Wednesday, May 21, 2008

How to Snipe a Silent Auction

This past weekend Epu and I showed up to the fundraiser "gala" for the preschool Nutmeg will attend next year. Yeah, it was $65 a pop, but there was an open bar, a buffet, and we figured we'd meet parents and teachers from the new school.

Only when we arrived did we realize that the $65 tickets were just the tip of the iceberg in terms of fundraising. Yep, this "gala" was an auction in disguise.* Those of you with kids older than mine, especially if they attend private schools, are laughing at me right now for my naivete.

Still, it was fun to go around looking at and reading about the many items up for the "silent auction." The way it worked: Each item had a piece of paper with a starting bid, and each attendee had a personal number. We write down our number with a bid, we might win that item.

Epu and I checked the whole place out, then wrote our number on a few items that seemed like decent deals. In the end we ended up with two of them, and we weren't sure if we were happy about that or not. After all, we attended an evening we thought we'd already paid for, and ended up charging $255 to our credit card on our way out the door.

The items we "won": a package of Suzuki violin lessons with a gift certificate to a music store, and a "green" cleaning package including a dry cleaning gift cert and a 2-hour housecleaning.

Today I actually got the gift certs for the Suzuki package, and I was impressed: the music store gift card was for $50, and the one for the lessons was worth $250. While I was pleased that I got all this for my $125 bid, I was also a bit chagrined to think that Nutmeg's continuing violin lessons would cost so much. I forget how many lessons are included, but it wasn't that many.
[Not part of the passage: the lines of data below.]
PR #2118, opened 2026-09-09
perf(ci): speed up slow test-suite tests

Nashtare:
## Description

Set CARGO_PROFILE_TEST_OPT_LEVEL=1 workspace-wide in ci.yml, mirroring the opt-level override ci-heavy.yml already uses for its exhaustive sweeps. Debug assertions and overflow checks stay on; only arithmetic-heavy correctness tests (full proofs, large polynomial sweeps) get faster.

Also:
- stir: drop test_pcs_proof_size_vs_binary_fri_equivalent_input, which ran the exact same proof generation as assert_stir_proof_smaller_than_binary_fri with no assertion of its own.
- sumcheck, util: cap two proptest suites that were still on the untuned 256-case default despite expensive per-case work, matching the proptest_config overrides already used elsewhere in the workspace.
- uni-stark: give the two stir_fibonacci prove/verify smoke tests a lower security_level config, separate from the one backing the committed compat-fixture regression test.


Nashtare:
@tcoratger let's see how long it takes before merging but hopefully this should shave off a couple minutes from the usual runs (which became quite heavy with the last batch of PRs that landed)

Nashtare:
@tcoratger perfs seem pretty good now!

tcoratger (approved):
Great!

uni-stark/tests/stir_fibonacci.rs
```diff
@@ -133,10 +133,32 @@ const STIR_FIXTURE: &str = "tests/fixtures/uni_stark_stir_v0_8_0.postcard";
...
+    let challenger = Challenger::new(perm);
+    MyConfig::new(pcs, challenger)
 }
 
-fn make_config_with_batch_pow(bits: usize) -> MyConfig {
+/// A lower-security config for tests that only exercise the prove/verify
+/// round trip, not the exact security parameters. `security_level` drives
+/// STIR's query count, so a smoke test that just needs a valid proof can
+/// use a much smaller value than `make_config`'s 100-bit target.
+fn make_fast_config() -> MyConfig {
```
tcoratger, line 161: This one buys nothing, and I measured it four ways before saying so. All at the same commit, same machine, `make_config` vs `make_fast_config`:

```text
                                              before    after
  whole binary        @ OPT_LEVEL=1            2.38 s   2.34 s
  whole binary        @ default profile       44.93 s  45.14 s
  test_public_value   @ OPT_LEVEL=1            2.33 s   2.32 s
  test_public_value   @ default profile       44.76 s  44.75 s
  test_short_public_values_rejected @ OPT=1    2.32 s   2.35 s
```

Every pair is inside noise, and `45.14` is nominally *worse* than `44.93`. The entire 19x came from `CARGO_PROFILE_TEST_OPT_LEVEL=1`; dropping `security_level` from 100 to 32 contributes nothing on top.

That is a bit surprising until you look at the shapes — `test_short_public_values_rejected` uses `1 << 3` rows and `test_public_value` isn't much bigger. At that size the runtime is Poseidon2 constant generation and DFT setup, not query count, and STIR's schedule is likely already at its floor, so there is no query work for a lower target to remove. At `OPT_LEVEL=1` the whole six-test binary and a single test both come in at ~2.3s, which says the remaining time is essentially fixed overhead.

So the net effect is 26 added lines that duplicate `make_config` and lower what these two round trips actually exercise from a production-like 100-bit target to 32 bits, for no measurable gain. Deleting `make_fast_config` and putting `make_config()` back in both call sites is strictly better: fewer lines, identical runtime, realistic parameters, and one fewer config to keep in step with `make_config` when STIR's parameters next change.

Not blocking — the profile change stands on its own and I'm merging. Happy to send the revert as a follow-up if you'd rather not re-push, and equally happy to be told you want the lower target there for a reason the timings don't show.

tcoratger (approved):
Approving — the profile change is the whole win and it's safe. One measured note inline: the `make_fast_config` part buys nothing, so it's 26 lines of coverage reduction for no gain.

## The opt-level change keeps the checks that matter

"Debug assertions and overflow checks stay on" is the load-bearing claim, so I tested it rather than reasoning about it. `CARGO_PROFILE_TEST_OPT_LEVEL` sets only `opt-level`, leaving the test profile's inherited `debug-assertions` and `overflow-checks` untouched — confirmed on this branch:

```text
                              default profile   OPT_LEVEL=1
    u64::MAX + 1 panics             yes            yes
    1u64 << 64 panics               yes            yes
    cfg!(debug_assertions)          true           true
    debug_assert! fires             yes            yes
```

That matters more here than it might elsewhere. The unguarded-shift class I flagged on #2064 — `fri.rs:170`, `proximity.rs:23` computing `1u64 << (log_trace_length + log_blowup)` — is caught **only** by overflow checks in debug; in release it silently wraps to `n = 1`. If this change had quietly dropped them, CI would have stopped catching that whole family. It doesn't.

And `ci-heavy.yml:28` already carries the identical setting, so this really is bringing `ci.yml` in line rather than inventing a policy.

**The measured win is large.** On `p3-uni-stark --test stir_fibonacci`, the worst offender:

```text
    default profile   44.93 s
    OPT_LEVEL=1        2.38 s      ~19x
```

Which matches what I saw in #2100's CI log earlier today, where that binary reported `SLOW [> 60.000s]` and individual passes at `96.047s` and `96.559s`.

## The dropped STIR test really is a duplicate

Checked rather than taken on trust: `assert_stir_proof_smaller_than_binary_fri` iterates the **identical** `[(14, 2), (16, 2)]` with the same `WIDTH = 3` and calls the same `compare_stir_proof_size_with_binary_fri` — the only difference being that it asserts on the result the deleted test discarded. The helper's own internal assertions (`conjectured_soundness_bits`, domain size and shift equality) still run through the retained test. So this is a strict halving of duplicated proof generation with zero coverage loss.

## On the proptest caps

Worth being explicit that these are a real reduction in fuzz depth, not a free win: `ci-heavy` runs exhaustive WHIR sweeps and a large binary-PCS round trip, but it does not raise `PROPTEST_CASES`, so nothing else compensates. For `dims()` specifically, 256 -> 64 over its 12-way `prop_oneof!` takes each branch from roughly 21 samples to 5.

I think it's still the right trade, and for a reason visible in the strategy itself: `dims()` puts its interesting cases in `Just(...)` singletons and narrow ranges — `(TILE - 1)..=(TILE + 1)`, `Just((TILE * 4, TILE * 4))`, exactly `MEDIUM_LEN` — which is the design that tolerates fewer cases, since the boundaries are hit deterministically rather than stumbled upon. And 32/64 sit squarely inside the ~12 existing `with_cases` overrides in the workspace (16 through 256, including both these values). Fine as-is; just not free, and the PR body reads slightly more like tidying than like a trade.

tcoratger:
Merged before I could re-review — flagging one thing about the final shape, since my approval was against `3f0aa131` (the workspace-wide `CARGO_PROFILE_TEST_OPT_LEVEL` version) and the approach changed substantially after that.

For the record, the diagnosis in `139d4e54` is a genuinely good catch and better than what I approved: I had verified that `OPT_LEVEL=1` preserves `debug-assertions` and `overflow-checks` and measured 44.9s -> 2.4s on `stir_fibonacci`, but I never checked what it does to *compile* time across the whole workspace, and the bn254 -> zkhash -> ark-ff/halo2 const-generic tree is exactly the kind of thing that would eat the win. Landing the `#[ignore]` + per-package Heavy CI approach instead is the right call.

**The one gap worth a follow-up:** `ci-heavy.yml`'s `paths:` filter lists the crates the 8 tests *live in*, but not the crates they *depend on*. There's no `field/`, `dft/`, `matrix/`, `util/`, `merkle-tree/`, `challenger/`, `poseidon2/`, `commit/`, or any of the concrete field crates.

So for a PR touching only those, the 8 tests run **neither** in main CI (now `#[ignore]`d) nor in Heavy CI (paths don't match). `scripts/check.py full` doesn't reach them either — it calls `test_commands`, not `slow-regressions`, so a local full check skips them too.

That inverts the coverage where it's most valuable. Today's batch is the concrete case: #2113 touched only `dft/` and `matrix/`, #2098 and #2116 only `field/` and `goldilocks/`. A full STIR-backed uni-STARK prove/verify is precisely the signal that catches a subtle DFT twiddle or field-reduction bug — it shows up in a complete proof and nowhere else — and those are exactly the PRs that would now skip it.

Bounded, not severe: the nightly cron still runs them, so a regression surfaces on main within a day rather than never. But adding the shared dependency crates to `paths:` is nearly free and closes the part that matters:

```yaml
      - "field/src/**"
      - "dft/src/**"
      - "matrix/src/**"
      - "util/src/**"
      - "merkle-tree/src/**"
      - "challenger/src/**"
      - "commit/src/**"
```

Happy to send that as a follow-up PR if you'd like — or if you'd rather keep the filter narrow and lean on the nightly, that's a defensible call too, just worth being deliberate about rather than inheriting it from which crates the test files happen to sit in.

At any rate, Epu and I failed to meet many of the other parents at the gala, since they all knew each other and were quite engaged chatting amongst themselves. However, we did refine our silent auction techniques for next year:

1) Decide in advance your budget for the evening. This is important because then you won't feel guilty for being cheap when it comes to charity, especially a charity that directly benefits your own family. When you arrive with a budget, you know that the school will get this much from you, no matter what. Then it's only a matter of getting as much donated loot as you can, at no cost to the school.

2) Scope out all the items, of course. Don't write your name on anything right away, unless you are desperate for it. Take note of items with no bids that appear to be a good value at the starting price.
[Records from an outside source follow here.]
PR #2120, opened 2026-09-10
review: couple tweaks here and there

Nashtare:
Addressing a bunch of tiny / minor points from the bunch of PRs that got merged in the past few days that didn't really deserved spending time individually on. Includes a couple of API breaking changes as we're going to release v0.8.0 anyway.

Bundle everything into 1 PR instead.


Nashtare:
Oops closed it by mistake

tcoratger (approved):
Deep review of the whole bundle (158 files, ~4.9k/1.7k). I traced every fix back to the invariant it is protecting and checked prover/verifier symmetry on each one. **No blockers, no majors — approving.**

## What I verified

**BIN-1 — final codeword bound before query grinding.** The last fold word travels in the clear, so without absorbing it the prover could pick it after seeing the query indices. Prover (`open_queries`) and verifier both `observe_slice(final_codeword)` immediately before `grind` / `check_witness`, at the same transcript position. The two zero-claim mutation tests were correctly relaxed to accept rejection at *any* of the three now-reachable gates.

**R-1 / R-9 — zero-difficulty witness canonicality.** `grind_generic` returning `F::ZERO` without touching the sponge is consistent with `check_witness*(0, _)` reading nothing, so both sides stay aligned. The malleability that opens up is closed everywhere it matters: FRI already pinned all three phases, `binary-pcs` has `check_canonical_pow_witness`, STIR carries `Option<Val>`, HVZK's `transcript.pow` requires zero at `bits == 0`, and this PR adds the missing Circle `batch_pow_witness` check. That family is now complete.

**CM-2 / SS-2 — quotient sizing.** `max(inferred, hint)` is strictly safer than trusting the hint, and moving the check out of `debug_assert!` removes a release-only footgun. `StarkAirParams::from_air` now mirrors `get_log_num_quotient_chunks` exactly: `1 << log2_ceil(c-1) == (c-1).next_power_of_two()`, and the `<< is_zk` doubling is reproduced by `checked_mul(1 << zk)`. Taking the trace domain lets the Circle branch use `degree_multiple_with_transition`, which is what the prover does. The `(1, 2, 49) / (3, 8, 145) / (5, 16, 273)` table in `zk_ood_budget_preserves_degree_hint_chunk_boundaries` pins the DEEP-ALI degree against the committed chunk count rather than against `max_constraint_degree`, which was the actual gap.

**FSF-3 — hiding random-opening widths.** Previously `point.values.extend(rand_point)` accepted whatever length arrived, so a prover could shift the opened-value vector. Requiring `rand_point.len() == expected`, with `expected == 0` only for the round named by *trusted* metadata, is the right shape. I checked the index plumbing end to end: `StarkOpeningLayout::new(ZK).preprocessed == is_zk + 2` matches the push order in `prepare_opening_claims`, and in batch-STARK `preprocessed_index` is captured before the round is pushed and the push is unconditional inside `if let Some(global)`. The `[None, Some(1), Some(2)]` rejection sweep plus the challenger-unchanged assertions cover it.

**MS-1 / MS-4 — successor columns and nonzero GKR coordinates.** Undeclared successor reads silently became zero in the verifier's folder; `validate_successor_columns` walks base, extension, global and local interaction expressions and rejects them. Binding the ordered column lists into the seed is the right companion. Rejection-sampling the round and branch coordinates away from zero is correct given the zerocheck divides by them, `challenge_extensions_rejecting` consumes exactly one `Length::Fixed(1)` step regardless of retries so both sides stay in lockstep, and `security/src/multilinear.rs` was updated to `nonzero_field_bits` to match.

**SW-4 — empty STIR batch.** This was a genuine prover/verifier asymmetry: the verifier returned at `b == 0` before constructing its player, the prover constructed one and absorbed the domain separator. Returning early on both sides fixes it, and hoisting the `sources.len() != b` check above the early return is right.

**TypeTag / `AlgebraIdentity`.** `(modulus, degree)` alone could not separate two degree-4 extensions over the same prime with different defining polynomials. The `AlternateBasis<0..3>` test is exactly the right shape — including the positive case that two distinct Rust types with identical algebra identities *share* the protocol. `binomial_algebra_id` binding `W` per-`D` covers the Goldilocks 2/5 and Mersenne 3 / complex 2/3 instantiations.

**R-2 — typed proving errors.** The `Result` conversion is mechanical but the placement is careful: every `?` after a live transcript is preceded by `inspect_err(|_| transcript.abort())`, and the trace commit in `uni-stark/src/prover.rs` correctly has none because it runs before line 236 where the transcript is built. multi-STARK's clone-and-publish-on-success is a real improvement, with the RNG caveat honestly documented.

Also confirmed empirically that the new STIR `prepare_open` pre-check cannot change behaviour for zero-point matrices — `stir/src/pcs.rs:840` already rejects those outright — and that the new class/count derivation (`width * points.len()`, descending native heights) reproduces the old `num_reduced`-derived one exactly.

## Minor follow-ups

None block this. I'll send them as a follow-up PR:

- `multi-stark/src/zerocheck/mod.rs` — `visit_leaves` memoises by raw pointer, and the local-interaction `count` path deliberately uses a fresh `BTreeSet` because the cloned root is a temporary. The `Arc` children are shared and stable, so hoisting the owned roots into a `Vec` that outlives the scan lets the shared `seen` cover them too; as written a DAG-shaped count expression is re-traversed exponentially.
- `fri/src/two_adic_pcs.rs` — `transcript.finish()` runs before `fri_proof?`. Safe today because `prove_fri` validates heights before describing anything, but an error raised later would panic in `finish()` instead of returning. Making the error arm explicit removes the trap.
- `security/src/shape.rs` — `air.max_constraint_degree().unwrap_or(max).max(max)`: the `unwrap_or` arm is redundant.
- `multi-stark/src/fractional_gkr/materialize.rs` — the scalar path is checked against an analytic reference, which is good, but there is no direct differential test against the packed path at a height where both are available. Easy to add now that the dispatch is by plan.
- `examples/src/proofs.rs` — `trace.height().ilog2()` floors silently; `log2_strict_usize` states the invariant.

## Two questions, neither blocking

1. After CM-2, `BaseAir::max_constraint_degree` can no longer skip symbolic evaluation on either side — the verifier now always runs `get_max_constraint_degree_extension`. The hint's only remaining effect is to *inflate* the quotient. Is it worth keeping under that name, or should it become an explicit "oversize the quotient" knob?
2. `Interaction::algebra` recomputes `Keccak256Hash.hash_iter(A::algebra_id())` — plus a `Vec<u8>`, often through `format!` — for every interaction constructed. Pattern building is O(steps) and steps scale with query counts. Once-per-type caching would be nicer, though `no_std` + generics makes it awkward; happy to leave it if you have measured it as noise.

3) Narrow down your choices to a few favorites. How conservative you want to be at this point depends on you -- you can choose exactly enough items to spend your limit, or you can assume that you'll be outbid on SOMETHING and bid beyond your limit.

4) Remember exactly where your favorites are.
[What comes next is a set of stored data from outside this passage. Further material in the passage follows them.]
PR #2125, opened 2026-09-10
refactor(fri)!: derive the commit-round shape from configuration rather than the proof

tcoratger:
> Rebased onto #2122, which now also carries #2124. Review that one first.
>
> **This PR also carries #2126.** #2126 was squash-merged into this branch, so what
> lands here is the derived commit-round shape below *plus* the hiding WHIR pattern
> player. The review threads on both PRs are addressed and resolved.
>
> Follow-up review fixes in this branch: `fold_query` validates each caller-supplied
> schedule entry and sums with saturation, so the three panics the review found are
> structured rejections; `commit_round` takes `witness: F`; and the zero-difficulty
> canonical-witness rule moved into the two hiding drivers so it holds for every caller.

## The finding

PR #2035 migrated FRI onto the typed transcript layer with a stated completion criterion it did not meet. Three error variants were supposed to be "gone or unreachable" once the round count and arity schedule came from configuration. All three were still live, and the verifier still read its own shape from the proof:

- the number of commit rounds came from the length of the proof's commitment vector
- the per-round arities came from a field on each commit-phase opening
- then roughly sixty lines proved to itself that those attacker-supplied numbers were the right ones

Those checks were correct. The problem is that they were load-bearing hand-written arithmetic standing in for something the configuration already knew, they had to be re-derived by every new folding feature, and the arity schedule needed a separate explicit absorb to be bound at all.

## A finding about the layer itself, which shaped the fix

**A pattern mismatch on the verifier side is a panic, not an error.** The pattern player panics on divergence, and the layer's error module documents this as deliberate: a mismatch between the description and the replay code is a programming bug, not a malformed input.

So the round count could **not** simply be handed to the driver and left to "fail the pattern" — that would have converted a malformed proof into a panic, violating R5.

Instead the count check moved *into* the shape layer, where the length lives, and surfaces as a structured error — the same mechanism the final polynomial's coefficient count already used. The per-round entry point is now private; the only public entry takes the whole round list and checks both lengths against the derived schedule before playing anything. **Driving the transcript with a proof-supplied count is no longer expressible.**

## Removed, each with the proof

| Removed | What the old check caught | Why it is gone | Proving test |
| --- | --- | --- | --- |
| `InvalidLogArity`, the proof's arity field, its checked accessor (and the Circle twins) | an opening with a zero or over-large arity | the field left the proof format, so the mutation no longer compiles; the derived schedule satisfies the bound by construction | an exhaustive test over all 1023 strictly-decreasing height subsets of `0..10`, every cap in `1..=4`, every final height in `0..4` |
| `GlobalMaxHeightMismatch` and the two-derivations cross-check | proof rounds summing to a height different from the claim's | the global height now has exactly one derivation, so there is no second number to disagree with | a uniformly shortened commit phase, and an extra commit round, each rejected with counts |
| `FoldScheduleMismatch` | a prover that genuinely folded on a permuted schedule and was self-consistent about it | nothing left to compare: the derived schedule drives folding, sibling widths and the seed | the prover-side forgery seam is kept, and is now rejected on sibling width **before the transcript is seeded** |
| the proof-vs-proof form of the openings-count mismatch | — | the count comes from the schedule now, not from the proof | the same two tests |

## Kept, and why the pattern does not subsume them

**The per-round arity absorb — kept.** This is the important one. The step sequence carries only the round *count*, one group of steps per round. So `[3, 3, 2]` and `[2, 3, 3]` produce a **byte-identical** step sequence, the same round count, the same index width (derived from the equal total), the same cap and blowup:

```text
    [3, 3, 2]  folds 8 -> 5 -> 2 -> 0
    [2, 3, 3]  folds 8 -> 6 -> 3 -> 0

    round count   3 == 3
    index width   8 == 8
    final poly    1 == 1
```

Both are reachable from real configurations — inputs `[10]` versus `[10, 8]` at one cap — so these are two genuine protocols, not a tampered field. Only the instance label separates them. A new test asserts the step sequences are **equal** and the seeds **differ**.

Also kept, each for a stated reason:

- **the openings-count check** — the openings vector is never absorbed, so no described step has its length; a short list would silently skip the trailing rounds, and with them their Merkle verification
- **the two-adicity bound** — the fingerprint reaches the global height only indirectly through the derived index width, and nothing in the pattern knows the field's two-adicity; without this bound the generator lookup panics
- **the query-count and sibling-width checks** — neither list is absorbed
- **five schedule and reduced-opening checks** — unreachable from the top-level verify now, but the fold entry point is public API taking a caller-supplied schedule, so they keep it total

## One R5 hole opened and closed in this PR

The verifier now always derives a schedule, and the per-round arity computation asserts a positive cap. A cap of zero would have panicked where it previously errored out earlier. Added `ZeroFoldingArity` and a test.

Also added the per-round sibling-width check up front, before the transcript, now that the arity is configuration-known. That is what turns the schedule forgery into a shape rejection rather than an incidental Merkle failure.

## Circle changed too

Unavoidable — it shares the FRI error type. It already derived its round count from configuration; it now derives a unit schedule, justified by its own arity rejection, and reports a count mismatch with the count variant instead of abusing the height-mismatch variant to report a count as a pair of heights.

## Fixtures

The proof format changed, so compatibility fixtures were regenerated through the documented ignored generators. The two-adic ones shrank by one and three bytes, one per round. The circle ones grew, because the format change affects them too.

## Left on the table

The commitment vector and the openings vector are still two parallel proof vectors. Merging them into one per-round structure would make the kept openings-count check unrepresentable as well, but that is a larger format change and is deliberately not in this PR.

## Verification

20 test suites pass with 0 failures across `p3-fri`, `p3-circle`, `p3-uni-stark` and `p3-batch-stark`, re-run after rebasing onto #2124. Workspace clippy clean with `-D warnings`; `cargo fmt --all --check` clean.


fri/src/verifier.rs
```diff
@@ -702,28 +806,38 @@ where
...
-///   recover `max_log_arity`, so an unbounded schedule is accepted as long as its lengths
-///   line up.
-/// - `group_indices_by_round` and `rows_by_round` must each be pre-sized to
-///   `commit_phase_commits.len()` entries; this pass indexes them by round.
+/// # Errors
+///
+/// Every shape obligation on proof-controlled input is checked here.
+///
+/// So this pass is total on well-typed input:
+///
```
Nashtare, line 859: **LOW — `fold_query` is public and still takes a caller schedule, but the obligation that bounded that schedule was deleted and replaced by a totality claim it does not meet.**

The base doc said `log_arities` must come through `checked_log_arity`, "which is what bounds each proof-supplied arity to `1..=max_log_arity`". That bullet is gone, and nothing inside checks the bound:

- an entry `>= 64` reaches `let arity = 1 << log_arity` (`:892`) inside the per-round loop, before the `FoldScheduleTooLong` guard, and panics with a shift overflow in debug builds;
- a schedule such as `[usize::MAX, 1]` overflows the `.sum()` at `:905` in debug builds;
- an entry of `0` is accepted as a round that folds nothing.

All three were checked with a debug-build probe. `verify_fri` is unaffected, since its derived entries are at most the two-adicity. The comment just above that sum also still says "the arity schedule is proof-controlled", which is no longer true on the verify path.

Either validate each entry against `1..=max_log_arity` (or at least `< usize::BITS`) and use a checked sum, or restate the caller obligation here, e.g. "entries in `1..=max_log_arity`, as `fold_schedule` produces".

fri/src/verifier.rs
```diff
@@ -411,6 +483,16 @@ where
     if params.log_blowup == 0 {
         return Err(FriError::ZeroBlowup);
     }
+    // Reject a cap that folds nothing away.
+    //
+    // The schedule below walks the height down one round at a time.
+    //
+    // A cap of zero leaves every round folding by zero bits.
```
Nashtare: **LOW (doc) — a zero cap panics rather than hangs.** `compute_log_arity_for_round` opens with `assert!(max_log_arity > 0, ...)` (`config.rs:230-233`), so without this guard `fold_schedule` panics on its first round and never gets to loop. The guard is right; the reason given here, and the `cap 0: 4 -> 4 -> 4 -> ...` sketch in `rejects_with_zero_folding_arity`, describe a failure that cannot happen. Relatedly, `fold_schedule`'s own doc (`config.rs:276-281`, outside this diff) says it returns rather than panics on untrusted heights, and its `# Panics` section does not list the zero-cap assert that made this variant necessary.

fri/src/transcript.rs
```diff
@@ -381,13 +408,111 @@ where
...
+
     /// Replay one commit round against the witness the proof carries.
     ///
+    /// Private because the described round count bounds how often this may run.
+    ///
+    /// Only the entry point that checks a supplied count against it may call it.
+    ///
     /// # Errors
     ///
     /// - The round carries no witness for a described grinding step.
```
Nashtare: **LOW — this branch can no longer be reached outside tests.** `commit_round` is now private and its only caller, `commit_rounds` at `:501`, always passes `Some(witness)` after checking the witness count. So `MissingPowWitness(PowPhase::CommitPhase)` at `:530-533` is dead in production, and `a_commit_round_missing_its_grinding_witness_is_rejected` pins a path no caller can take. Taking `witness: F` would drop the branch, this bullet and that test, and makes the "count checked first" invariant structural.

circle/src/verifier.rs
```diff
@@ -79,12 +79,13 @@ where
     //     H_claim = max claimed log_n + log_blowup
```
Nashtare, line 81: **LOW (doc) — a few comments still describe arities carried by the proof.** Just above, `:70` says "a larger cap would let a proof declare an arity this fold cannot apply", and `UnsupportedFoldingCap`'s doc repeats it (`fri/src/verifier.rs:113`). A proof declares no arity any more; the cap check is now what licenses deriving a unit schedule. The Circle tests carry the same leftovers: `circle/src/pcs.rs:1863-1865` ("`log_arity` lives once per round, not once per query") and `:1846-1848`, which credits the Merkle check with catching round-count tampering that `CommitRoundCountMismatch` now rejects first. All are outside this diff, hence the anchor here.

Nashtare (approved):

fri/src/transcript.rs
tcoratger: Done — `commit_round` takes `witness: F`.

`commit_rounds` is the only caller and checks the witness count against the described round count before absorbing anything, so the invariant is structural now rather than a branch nothing can reach. `MissingPowWitness(PowPhase::CommitPhase)`, its `# Errors` bullet, and `a_commit_round_missing_its_grinding_witness_is_rejected` are all gone.

The variant itself stays for `PowPhase::Query`, whose witness genuinely is optional; its doc now says only the query phase reaches it and why.

fri/src/verifier.rs
tcoratger: Fixed — validated, with a checked sum, and the caller obligation restated for the part this function cannot see.

All three of your probes reach a rejection now instead of a panic or a silent no-op:

```text
    [64]             ->  FoldScheduleArityOutOfRange { round: 0, log_arity: 64 }
    [usize::MAX, 1]  ->  FoldScheduleArityOutOfRange { round: 0, .. }
    [0, 2]           ->  FoldScheduleArityOutOfRange { round: 0, log_arity: 0 }
    [4, 4]           ->  FoldScheduleTooLong { .. }   (unchanged)
```

The per-entry check runs before the sibling loop, so it lands ahead of the `1 << log_arity` at what was `:892`. The bound is `1..usize::BITS`: `max_log_arity` is configuration this function never receives, so claiming it here would be the same overreach the old doc made. That half is back as an explicit caller obligation next to the collector one, naming `fold_schedule` as what already satisfies it.

The total is `fold(0, usize::saturating_add)` rather than `.sum()`. Every entry is under `usize::BITS` by then, but the sum over enough rounds is not; a saturated total exceeds any reachable reduction and falls out of the existing `FoldScheduleTooLong` guard with a truthful value, so no second error variant is needed for it.

The new variant is a structured error, not a panic, so R5 holds on the one public path that takes an untrusted schedule.

`a_caller_schedule_naming_an_unusable_arity_is_rejected` pins all four cases. The stale `// The arity schedule is proof-controlled` comment above the sum is gone; `verify_fri` is unaffected either way, as you said.

fri/src/verifier.rs
tcoratger: Fixed — you are right, `compute_log_arity_for_round` asserts a positive cap, so `fold_schedule` panics on its first round and never gets to loop.

Three places said otherwise:

- the guard's comment in `verify_fri` now says the guard is what stands between a zero cap and that assert, and that a rejection is the right answer either way;
- `ZeroFoldingArity`'s own doc says the same;
- `rejects_with_zero_folding_arity`'s sketch drops `cap 0: 4 -> 4 -> 4 -> ...` for "no round makes progress", and says the walk it described never runs.

And `fold_schedule`'s `# Panics` section lists the zero-cap assert alongside the decreasing-heights one, with a line saying both are configuration rather than proof data. Its "returns rather than panics" sentence is scoped to the untrusted heights it was actually about.

circle/src/verifier.rs
tcoratger: Fixed, all four.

5) Wait until the last five or ten minutes of the auction.

6) At the very end, split from your spouse and return to your favorite auctions. If your auction is like ours, any items with no bids will have been marked down to half price! If there are still no bidders, lay claim at the minimum bid.

7) Rake in the loot. Ignore disapproving looks from other parents -- after all, they might not have bought a thing themselves.

* Another thing I realized when attending this function is just how expensive my daughter's school is to run. It is known in the area as a very high-quality program, and I was impressed that the parents go through so much trouble to keep the tuition low by paying for so many of the expenses through fundraising. Thank you!